What You Need to Do Right Now
If you’re about to start a biologic-or already on one-here’s your action list:- Request full hepatitis B screening: HBsAg, HBcAb, HBsAb. If HBcAb is positive, demand HBV DNA testing.
- Review your vaccine record. If you’ve never had chickenpox or the varicella vaccine, get it now-before starting.
- Get Shingrix if you’re over 50, even if you’ve had shingles before.
- Get pneumococcal vaccines (PCV20 and PPSV23) if you haven’t already.
- Ask your doctor: “Am I on a high-risk biologic? Do I need prophylaxis?”
- Keep a personal health log: dates of vaccines, screening results, and any infections.
What’s Changing in 2025 and Beyond
The rules are tightening. The FDA now requires real-world evidence of infection risk reduction for any new biologic label expansion. The CDC’s updated BMBL 7th Edition, coming in October 2025, will include specific safety protocols for biologic users-like standardized PPE guidelines for healthcare workers handling these drugs. AI tools like the Cerner Biologics Safety Algorithm are now being used in major hospitals to predict individual infection risk using 87 clinical variables. And by 2026, Medicare will tie 15% of biologic payments to whether clinics documented proper screening and vaccination. The message is clear: safety isn’t optional. It’s the foundation.Frequently Asked Questions
Can I get the flu shot while on biologics?
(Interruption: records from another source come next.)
PR #654, opened 2022-10-04
Enum to handle exact number precisios

AugustoFKL:
Implementation of an enum to handle Decimal ([1](https://jakewheat.github.io/sql-overview/sql-2016-foundation-grammar.html#exact-numeric-type)) precision and scale, instead of options, for two reasons:
- An enum is easier to access and handle. Options need to unwrap or errors even when you KNOW that an item should exist (e.g., `DATETIME (p,s)`, if `s` is some, necessarily `p` is some).
- Remove unwrap from our code. Even if they shouldn't happen, it's not nice to have unwrapped as "certainty" handlers (that was happening when we printed stuff).

Since we already didn't accept the `DECIMAL` data type only with scale, that doesn't change the behavior.

[1] : https://jakewheat.github.io/sql-overview/sql-2016-foundation-grammar.html#exact-numeric-type

### DIFF
--- a/src/ast/data_type.rs
+++ b/src/ast/data_type.rs
@@ -60,7 +60,7 @@ pub enum DataType {
     /// [Oracle]: https://docs.oracle.com/javadb/10.8.3.0/ref/rrefblob.html
     Blob(Option<u64>),
     /// Decimal type with optional precision and scale e.g. DECIMAL(10,2)
-    Decimal(Option<u64>, Option<u64>),
+    Decimal(ExactNumberInfo),
     /// Floating point with optional precision e.g. FLOAT(8)
     Float(Option<u64>),
     /// Tiny integer with optional display width e.g. TINYINT or TINYINT(3)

Yes, but only if it’s the inactivated (shot) version, not the nasal spray. The flu shot is safe and recommended every year. However, your immune response might be weaker than someone not on biologics. That’s why getting it before you start treatment is ideal. If you’re already on a biologic, get it as soon as possible-don’t wait.
Do I need to stop my biologic if I get an infection?
Usually, yes. If you develop a serious infection-like pneumonia, sepsis, or tuberculosis-you’ll need to pause your biologic until you’re fully recovered. For minor infections like a cold or mild urinary tract infection, you might continue, but always check with your doctor. Never ignore fever, chills, or unexplained fatigue.
Is it safe to take biologics if I’ve had cancer?
It depends. If your cancer is in complete remission for at least 5 years and you’re not on chemotherapy, many biologics can be used cautiously. But TNF inhibitors carry a higher theoretical risk of cancer recurrence. Your rheumatologist or gastroenterologist will weigh your individual risk. Some newer agents, like IL-17 inhibitors, may be preferred in this group.
Why is hepatitis B screening so important?
Because hepatitis B can lie hidden in your liver for years. If you’re infected-even without symptoms-and start a biologic, the virus can suddenly reactivate. This isn’t rare: without treatment, 27.6% of people with past HBV exposure will have a dangerous reactivation. Testing for HBcAb and HBV DNA can catch this before it’s too late. It’s a simple blood test that prevents life-threatening liver damage.
What if I can’t get all my vaccines before starting?
If you’re already on a biologic and missed vaccines, don’t panic-but act fast. Inactivated vaccines can still be given, though they may not work as well. Live vaccines are off-limits once you’re on treatment. Talk to your doctor about checking your antibody levels. For hepatitis B, if your anti-HBs is below 10 mIU/mL, you may need a full booster series. For shingles, if you’re over 50 and never got Shingrix, get it even if you’re on a biologic-it’s still better than nothing.